I've done enough code review on enough teams to know that the duplication a human catches is the duplication that lives in the same file or the same pull request. The duplication that ships, that lives in production for two years, that breaks when one of two parallel implementations gets patched and the other does not: that duplication never shows up in review. It is too far apart in the file tree, too different in the variable names, too disguised by a wrapping abstraction. The eye does not catch it. The token-counter does.

The literature on this is decades old, and it makes a distinction Adam keeps reaching for: the four clone types.1 Type-1 is identical code with whitespace differences. Type-2 is the same code with renamed identifiers. Type-3 is the same loop with one extra log line, or one reordered branch. Type-4 is the case I started with: two functions, completely different syntax, that compute the same answer. The first three are detectable with deterministic tools and have been since the 1990s.
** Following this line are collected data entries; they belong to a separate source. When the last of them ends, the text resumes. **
Issue #185, opened 2026-09-02
Prune SystemConfigurationKeys.Retired once every fork has re-seeded


kolatts:
> Parent: #224 — Engineering debt

Bookkeeping left by #164/#123.

Retiring a `SystemConfiguration` key is a two-part move: drop it from
`SystemConfigurationKeys.All` and `SystemConfiguration.GetSeedData()` so it stops being seeded, and
name it in `SystemConfigurationKeys.Retired` so `ReferenceDataSeeder`'s `deleteFilter` still covers
it and the row is deleted from databases that already have it. Without the second half the row would
be stranded in every deployed fork forever, because the filter only ever deletes keys FoundryGate
itself names.

`Retired` therefore has to outlive the removal — but only until every fork has run one
`db seed-reference`. After that the entries are pure history and the list grows monotonically with
every future retirement.

## Work

Decide the retention rule and apply it: either drop `ApimGatewayUrl` / `ApimProductId` /
`EntraTenantId` from `Retired` after a stated release boundary (with the "upgrade through vX first"
note in the docs that implies), or keep the list forever as documentation and say so in its XML doc,
in which case this issue closes as "won't do" with that decision recorded.

Nothing is broken either way; a stale entry costs one `Contains` per seeded row.

Issue #183, opened 2026-09-02
Graph: verify $select/$top on /transitiveMembers without ConsistencyLevel: eventual


kolatts:
> Parent: #220 — Live validation of the dev environment

Discovered while implementing #121.

`GraphEntraDirectoryClient.ListGroupMemberIdsAsync` calls
`GET /groups/{id}/transitiveMembers?$select=id&$top=999` with **no** `ConsistencyLevel: eventual` and
no `$count`. That call is now on two paths, not one: group sync (#41) and — as of #121 — expanding
every group-principal app-role assignment during `POST /users/sync`.

The v1.0 reference for [List group transitive members](https://learn.microsoft.com/en-us/graph/api/group-list-transitivemembers?view=graph-rest-1.0)
says, under Optional query parameters:

> The use of query parameters with this API, except for `$expand`, is supported only with advanced
> query parameters.

Read strictly, that makes `$select` and `$top` advanced-query parameters, which require
`ConsistencyLevel: eventual` (+ `$count=true`) and read from an eventually-consistent index. The
plain `/members` collection carries no such sentence, which is why the existing code was written
this way and deliberately avoided the eventual index — a reconciliation sync that can deactivate
people should not read a stale view.

**Unknown**: whether real Graph actually rejects (or silently ignores) `$select`/`$top` on
`transitiveMembers` without the header. Every test covering it is stubbed HTTP, so the suite proves
the client sends what we intend, not that Graph accepts it.

## Work

1. Against a real tenant, call `GET /groups/{id}/transitiveMembers?$select=id&$top=999` with an
   application token holding only `GroupMember.ReadBasic.All` and record the response — 200 with the
   ids, 200 ignoring `$select`, or `400 Request_UnsupportedQuery`.
2. If it is rejected or `$select` is ignored, decide between dropping `$select`/`$top` for the
   transitive call (paying full directoryObject payloads at Graph's default page size of 100) and
   sending `ConsistencyLevel: eventual` + `$count=true` (accepting the eventual index, and revisiting
   what that means for departure detection in `EntraUserSyncService`).
3. Whatever the answer, pin it in `GraphEntraDirectoryClient`'s remarks — the current comment states
   the avoidance as settled, and it is not.

Related: #120's live-validation checklist has the same question for plain `/members`; this is the
transitive half, which #121 made load-bearing for user sync too.

PR #186, opened 2026-09-02
feat(api): expand Entra group assignments, isolate group sync failures, retire dead config keys

### LINKED ISSUE #121: Entra user sync: expand group-based app role assignments (principalType=Group) to their user members

### LINKED ISSUE #123: SystemConfiguration EntraTenantId is unused by identity-based Graph sync — remove or repurpose

### LINKED ISSUE #145: Retire RequestDtoBindingController actions as production controllers bind the request records

### LINKED ISSUE #149: Entra group sync: hoist the user map out of the per-group loop and decide SyncAllAsync's failure semantics

### LINKED ISSUE #164: Retire the two dead SystemConfiguration keys (ApimProductId, EntraTenantId)

### LINKED ISSUE #189: Retire the dead ApimGatewayUrl SystemConfiguration key
Split out of #164 so the removal is covered by an issue of its own, per the "everything is a GitHub issue" rule — #164 only ever named `ApimProductId` and `EntraTenantId` ("Two of the eight seeded keys...").

The finding is the same and surfaced in #156's review: `SystemConfigurationKeys.ApimGatewayUrl` is seeded, listed by `GET /config`, has a per-key validation rule (`NormalizeHttpsUrl`), and is **read by nothing**. The gateway origin `GET /users/me` hands developers as `cliConfig.gatewayBaseUrl` comes from `GatewayOptions.ApimGatewayUrl`, which infra sets on the container from the APIM module's own output (`Gateway__ApimGatewayUrl`) — so the address can never drift from the gateway that was actually deployed. Its own XML doc already said "Legacy... Nothing reads this row".

Leaving it seeded is worse than removing it: an operator editing it gets a `200` and a stored value that changes nothing about where their developers' CLIs point.

## Work

Same treatment as #164's two keys, and in the same pass: drop it from `SystemConfigurationKeys.All`, `SystemConfiguration.GetSeedData()` and `SystemConfigValidator.Normalize` (taking `NormalizeHttpsUrl` with it, its only caller), name it in `SystemConfigurationKeys.Retired` so the reference-data seeder's delete filter still covers it and existing rows are removed on the next `db seed-reference`, and update `reference/configuration.mdx` and `reference/api.md`.

kolatts:
Five issues from the hardening wave: Entra group expansion, group sync-all semantics, dead configuration keys, and the last test-only controller.

## `POST /users/sync` expands group-based app-role assignments

`GraphEntraDirectoryClient.ListAssignedUsersAsync` now flattens every `principalType = Group` assignment to its **transitive** user members (`GET /groups/{id}/transitiveMembers?$select=id&$top=999`, next-link paged) and merges those ids into the same set as the direct assignees before hydration. Assigning `SG_AI_Developers` to the FoundryGate enterprise application — the common enterprise pattern — is a fully supported configuration now: adds, updates and departure detection all work for its members, de-duplicated against anyone assigned both ways.

`EntraAssignedUsers.SkippedGroupAssignments` changes meaning rather than disappearing: it carries only the groups whose expansion **failed** (Graph refused, or the group is gone). That is exactly the case where the run has a partial view of the population, so `EntraUserSyncService` keeps suspending departure detection on a non-empty list and the protection survives. On a healthy tenant `skippedGroupAssignmentCount` is `0`.

**A group is "unreadable" for transport faults too** (review follow-up). The expansion loop caught only `ODataError`, which models Graph's structured error body; once Kiota's retry handler gives up on DNS, a reset connection or a timeout the caller sees `HttpRequestException` or a `TaskCanceledException` instead, and those propagated — turning "Graph was briefly unreachable while reading one group" into a 500 for the whole run. All three now degrade that one group. The caller's own cancellation is never swallowed.

**The Graph role set is unchanged.** `GroupMember.ReadBasic.All` is the least-privileged application permission the [Graph v1.0 reference](https://learn.microsoft.com/en-us/graph/api/group-list-transitivemembers?view=graph-rest-1.0) lists for transitive members, and only `id` is selected, so `GroupMember.Read.All` stays unnecessary. #120 has a comment with the revised live-validation checklist.

## `POST /groups/sync-entra` reads the user table once and survives one group failing

The whole `Users` table was read once per linked group; it is now read once for the run and shared across the loop (nothing in this path inserts a user, so one snapshot cannot go stale). A failing group no longer ends the run: it is left exactly as it was, its staged-but-unsaved changes are detached so they cannot ride along on the next group's `SaveChangesAsync`, and the loop continues. `GroupSyncResult` gains `bool Succeeded = true` / `string? Error = null` — defaulted, so every existing construction and the Web API client compile unchanged.

`FeatureNotConfiguredException` and cancellation stay whole-run failures on purpose: "Entra is off on this host" is not a property of any one group, and a cancelled request has no caller left to read a summary.

**Not every failure is the same failure** (review follow-up). The commit is its own `CommitAsync` step now, because `commitToken` already knows when `tierSync.SyncAsync` has accepted a tier move. Below that commit point a failure is CONVENTIONS.md's "the external system accepted the change and the write did not land" case: it gets the Error log with the group's full identity that `FoundryDeploymentService.AuditAfterCommitAsync` established, then **one retry on `CancellationToken.None` with the pending rows still tracked** — those rows are the only record of what the gateway did, so discarding before retrying would guarantee the divergence. Only if the retry fails too is the group marked `GroupSyncErrorType.PostCommit` (with a second Error line summarizing the run), and `DiscardPendingChanges()` runs only after the retry has had its chance. Out of single-group `SyncAsync` it still throws.

`GroupSyncResult` therefore also gains `GroupSyncErrorType ErrorType = None`. `"GraphRead"` means nothing was applied anywhere and re-running is sufficient; `"PostCommit"` means the gateway changed and the database did not. A UI must render those differently — "try again" is right advice for one and actively misleading for the other.

## Three dead `SystemConfiguration` keys are gone

`ApimGatewayUrl` (#189, split out of #164 after review — #164 only ever named the other two), `ApimProductId` and `EntraTenantId` were seeded, listed, and read by nothing. #161 made editing them a `409 read-only`; this removes the rows and the read-only branch with them (a retired key is now simply unknown, which `PUT /config/{key}` already answers with `404`).

The delete needed care. `ReferenceDataSeeder`'s `deleteFilter` deliberately restricts orphan deletion to keys FoundryGate names, so dropping a key from `All` alone would have **stranded** its row in every deployed database rather than cleaning it up. Hence `SystemConfigurationKeys.Retired`: named there, never seeded, still inside the delete filter — so the next `db seed-reference` deletes them (the CLI already prints the count) while a fork operator's own rows stay untouched. A convention test pins that the two lists never overlap.

## The test-only binding controller is retired

Every one of the seven request records `RequestDtoBindingController` stood in for now has a production endpoint, so the controller and its `AddApplicationPart` registration are deleted and `RequestDtoBindingTests` posts each invalid body to the real route instead. Better guard: the binder under test is the production one, and a route that stops binding its record fails here rather than passing against an echo. `DomainArchitectureTests`'s reflection guard is untouched.

## Verification

- `FoundryGate.Tests.Predeployment` — **887 passed, 0 failed** (881 on main)
- `npm run build` in `docs-site/` — clean

## Docs

`reference/api.md` (departure detection re-enabled; sync-all failure semantics; the config 409 story removed), `reference/configuration.mdx` (a "Retired keys" table with what to read instead, plus a caution that an edited value is lost on the next seed), `reference/infrastructure.md` (why `GroupMember.ReadBasic.All` now covers two call sites), `architecture/overview.mdx` and `getting-started/fork-guide.mdx` (group assignment is supported; a non-zero skipped count now means a permission problem), and CONVENTIONS.md's §API service note.

## Decisions worth a reviewer's eye

1. **Failed expansion keeps the suspension rather than failing the run.** A group the API cannot read is a permission problem the operator fixes, not a reason to refuse the adds and updates that are correct — but it is also not a reason to deactivate everyone that group covers. Reusing `SkippedGroupAssignments` for it keeps the existing protection and the existing audit field.
2. **`GroupSyncResult`'s new members are defaulted.** Keeps it a positional response record per CONVENTIONS.md while leaving `new GroupSyncResult(id, a, r, s)` and the Blazor client compiling untouched.
3. **`DiscardPendingChanges` detaches Added/Modified/Deleted entries after a failed group.** Necessary because the groups share one request `AppDbContext` and `IQuotaResolutionService` does not save — without it, a group that threw after staging memberships would have them committed by whichever group saved next. A test raises the failure at exactly that point. After review it runs *after* the post-commit retry, never before it.

3b. **The post-commit retry is one attempt, not a loop.** A second failure of the same write is far more likely to be a durable problem than a blip, and the group's summary plus two Error log lines put it in front of a person; re-running the endpoint is the documented recovery and is idempotent. #163 tracks centralizing this whole pattern.
4. **Retiring a key needs `Retired`, not just removal from `All`.** Removal alone strands the row forever. #185 tracks when those three entries may be pruned.
5. **`FeatureNotConfiguredException` is not isolated per group** — every group would carry the same 503 message, and the host is what needs fixing.

## Deferred

- #183 — verify `$select`/`$top` on `/transitiveMembers` without `ConsistencyLevel: eventual`; the Graph reference implies they are advanced-query parameters, and every test of that call is stubbed HTTP. Load-bearing for both #41 and #121 in production.
- #185 — decide when `SystemConfigurationKeys.Retired` entries may be pruned.
- #52 has a comment: the admin group pages' Entra sync dialog must render `succeeded: false` rows distinctly now, not just sum the counts.
- #122 (`accountEnabled = false` as departure) is untouched — an owner decision.

Closes #121
Closes #149
Closes #164
Closes #123
Closes #145
Closes #189


kolatts:
**REQUEST CHANGES**

Good PR — the group expansion is the right shape, the delete-filter retirement is careful, the DTO-binding cleanup is a strict upgrade, and the test suite actually proves the hard cases (paging, de-dup, unreadable groups, cross-group isolation). One real gap in the failure-isolation work: it treats a Graph-read failure and a "gateway already moved, DB write then failed" failure identically, which is exactly the distinction CONVENTIONS.md's commit-point rule exists to preserve.

---

**Issues**

- **Major** `src/FoundryGate.Api/Services/Groups/EntraGroupSyncService.cs:72-94` — `SyncAllAsync`'s per-group `catch` treats every exception the same way (Warning log, `Succeeded: false`, `DiscardPendingChanges()`), but it has the information to know better: `commitToken` at line ~144 already flips to `CancellationToken.None` exactly when `tierSync.SyncAsync` has accepted a move. If `SaveChangesAsync`/`audit.LogAsync` then throws — a concurrency conflict, a dropped SQL connection — this is the "Azure accepted the change but the write failed, reconcile manually" case `FoundryDeploymentService.AuditAfterCommitAsync` logs at Error and rethrows for. Here it's folded into the same per-item Warning as an ordinary pre-mutation Graph fault, and `DiscardPendingChanges()` throws away the pending `QuotaAllocation` row that recorded what should have happened. Worse, before this PR that failure was at least a loud 500; now it's a quiet `Error` string in one row of a 200 array. #163 already tracks centralizing this pattern — but this PR is the one making the failure mode swallowable, so it's worth at minimum a distinct Error-level log at that specific call site rather than lumping it in.

- **Minor** `src/FoundryGate.Api/Services/Entra/GraphEntraDirectoryClient.cs:165` — the group-expansion loop only catches `ODataError`, which models Graph's structured API error body. A transport-level failure after the SDK's retry handler gives up (DNS, connection reset, timeout) surfaces as `HttpRequestException`/`TaskCanceledException`, not `ODataError`, and would propagate uncaught through `ListAssignedUsersAsync` — turning "Graph is briefly unreachable" into a 500 for the whole `POST /users/sync` run instead of the per-group suspension this feature exists to provide.

- **Nit** `src/FoundryGate.Domain/Constants/SystemConfigurationKeys.cs` / PR description — `ApimGatewayUrl` gets retired alongside `ApimProductId`/`EntraTenantId`, but #164 only ever named the latter two ("Two of the eight seeded keys..."). The dead-config finding for `ApimGatewayUrl` was real (surfaced in #156's review) and the removal is correct, it just isn't `Closes`'d by anything — worth a line in the PR body or its own issue number so "everything is a GitHub issue" holds.

---

Everything else checks out: `SkippedGroupAssignments` correctly narrows to "expansion failed" and the departure-detection suspension still covers every partial-view case I could construct; the transitive-member paging and de-dup are both tested against a real next-link and a real duplicate; #183's `$select`/`$top`-without-`ConsistencyLevel` question is honestly left open rather than quietly assumed away; the retired-key delete filter is proven to strand nothing and delete nothing it shouldn't (`SeedAsync_leaves_a_row_a_fork_operator_added_alone`); `[DoNotUpdate]` is untouched; `GroupSyncResult`'s new members are correctly defaulted so the Blazor client and every existing constructor call still compile; and `RequestDtoBindingTests` now hits real routes with real 400s, including the missing-id-but-still-400-before-404 case for the two group/quota mutation endpoints. Build clean, 880/880 predeployment green, `dotnet format` clean.

Expect a trivial merge conflict with #187 on `EntraGroupSyncService.cs`'s `using FoundryGate.Api.Services.Quota;` → `FoundryGate.Core.Quota` line (that PR moves the whole Quota folder) — textual only, not semantic. No real overlap with #184 (touches `Lifecycle`/`Keys`/`Program.cs`, and its one shared file — `UserContracts.cs` — edits a different record than this PR does).

kolatts:
All three addressed. Point by point:

---

**Major — `SyncAllAsync` treats a post-commit-point failure like a Graph read** (`d00eb22`)

You're right, and the framing "this PR is the one making the failure mode swallowable" is the part that decided it: before #149 that failure was a 500, so folding it into the per-item Warning was a regression I introduced, not a pre-existing gap I merely failed to fix.

The commit is its own step now (`CommitAsync`), split on the `gatewayMoved` flag that `commitToken` was already derived from:

- **Above the commit point** — nothing changed. The exception propagates and `SyncAllAsync` handles it as the ordinary per-group fault it is.
- **Below it** — Error log with the group's full identity and the reresolved user ids, using your precedent's wording ("the gateway accepted the tier move ... reconcile manually"), then **one retry of the save on `CancellationToken.None` with the pending rows still tracked**. Your point about `DiscardPendingChanges()` throwing away the `QuotaAllocation` row is exactly why the retry has to come first: those rows are the only record of what the gateway was told, so discarding before retrying would guarantee the divergence rather than close it. The discard now runs only after the retry has had its chance.
- **If the retry fails too** — `GroupSyncPostCommitException`, a second Error log, and the group is marked `GroupSyncErrorType.PostCommit`. Out of single-group `SyncAsync` it propagates and the request fails loudly, matching `AuditAfterCommitAsync`. A run with any such group also gets an Error-level summary line, because "3 groups reconciled" at Information with the divergence buried mid-array is how this gets missed.

`GroupSyncResult` gains `GroupSyncErrorType ErrorType = None` alongside `Error` (defaulted, so the Blazor client and every constructor call still compile). The category is the load-bearing part: `"GraphRead"` means nothing was applied anywhere and re-running is sufficient; `"PostCommit"` means the gateway changed and the database did not. "Try again" is right advice for the first and actively misleading for the second, so a UI must not have to parse a message to tell them apart. Documented as a table in `reference/api.md`, and the note on #52 for the sync dialog is updated.

Four tests, needing one new test-support hook (`RecordingCommandInterceptor.FailWhen`, to break a save at a chosen statement) plus the existing `CapturingLoggerProvider` wired into the suite:

- audit write fails after a tier move → Error logged, **retry succeeds**, membership and allocation land, result is a plain success (this is the one that pins "don't discard before retrying")
- membership insert fails on every attempt → `PostCommit` marker, both Error lines, and `_tierSync.Calls` proves the gateway really was told
- a Graph fault → `GraphRead`, no tier call, and explicitly *no* "reconcile manually" line
- single-group `SyncAsync` under the same failure still throws

Kept as one retry rather than a loop: a second failure of the same write is far more likely durable than transient, and re-running the endpoint is idempotent and documented. #163 remains the right home for centralizing the pattern.

---

**Minor — the expansion loop only catches `ODataError`** (`a5edf2d`)

Fixed, and thank you — this was a real hole rather than a stylistic one. `IsRecoverableGroupReadFault` now covers `ODataError`, `HttpRequestException` and `TaskCanceledException`, with the caller's own cancellation explicitly excluded: if `cancellationToken.IsCancellationRequested`, everything propagates, because a client that walked away is not a directory fault.

Tests: a theory over both transport shapes (`HttpRequestException`, and a `TaskCanceledException` wrapping a `TimeoutException` the way an `HttpClient` timeout arrives) proving the unreachable group is reported as unexpanded while a readable one still contributes its members — plus a companion that cancels the token mid-call and asserts the `TaskCanceledException` still escapes. `StubHttpMessageHandler.OnTransportFailure` is new; `OnJson` cannot express "no response at all".

`reference/api.md` now lists "Graph is briefly unreachable and the SDK's retries are exhausted" alongside the permission and deleted-group causes of a non-zero `skippedGroupAssignmentCount`.

---

**Nit — `ApimGatewayUrl` isn't `Closes`'d by anything**

Filed as #189 with the finding written out (seeded, listed, validated by `NormalizeHttpsUrl`, read by nothing; the origin on `/me` comes from `Gateway:ApimGatewayUrl`, which infra sets from the APIM module's output). `Closes #189` added to the PR body, and the body no longer implies #164 covered all three.

---

**Gates after the fixes:** build 0 warnings / 0 errors, **887/887** predeployment green, `dotnet format --verify-no-changes` clean, `docs-site` build clean. `git merge origin/main` is already up to date — holding for #187 to land before the `FoundryGate.Core.Quota` rebase, and not merging.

The fourth is what arrived in 2023 with LLMs that can read both functions and notice the equivalence.2

The mistake the existing TA2 is correcting is the assumption that jscpd green means duplication-free.3 jscpd is a Rabin-Karp token tool; it catches Type-1 reliably, Type-2 partially, and is silent on Type-3 and Type-4 by construction. The honest version of this tenet is “run jscpd in CI” and “run a structural pass periodically” and “ask the agent during review whether anything in this change duplicates anything in the codebase.” Three different tools, three different clone types, three different cadences. The cost of any one of them is small; the cost of shipping a near-duplicate that lives for two years is enormous.

The cross-cut is F3 Don't Repeat Yourself on the principle side and S1 Wait for Three on the steelman side. Detection is not extraction. The tool catches the pattern; the team decides whether to extract. Sandi Metz's wrong-abstraction warning is the same warning a Type-2 jscpd hit deserves: two functions that look the same today might diverge tomorrow, and the abstraction that pretends they belong together can be more expensive than the duplication.4

Copy a note and link

Grab this short comment and drop it into a PR comment or an LLM chat to prompt the right change.

Eyeballs miss copy-paste. Run jscpd in CI for Type-1 and Type-2 clones; Semgrep or ast-grep weekly for Type-3; an LLM review pass on the change set for Type-4. Detect duplication of logic, not just text.

/tenet/duplication-detection/TA2

§0c

AI eyes only

Rule: token tools catch Types 1–3; the AI catches Type 4 (semantic).

Reject: shipping with jscpd over the threshold. Reject: dismissing a flagged duplicate without a reason. Reject: declaring duplication-free without an LLM pass for semantic equivalents.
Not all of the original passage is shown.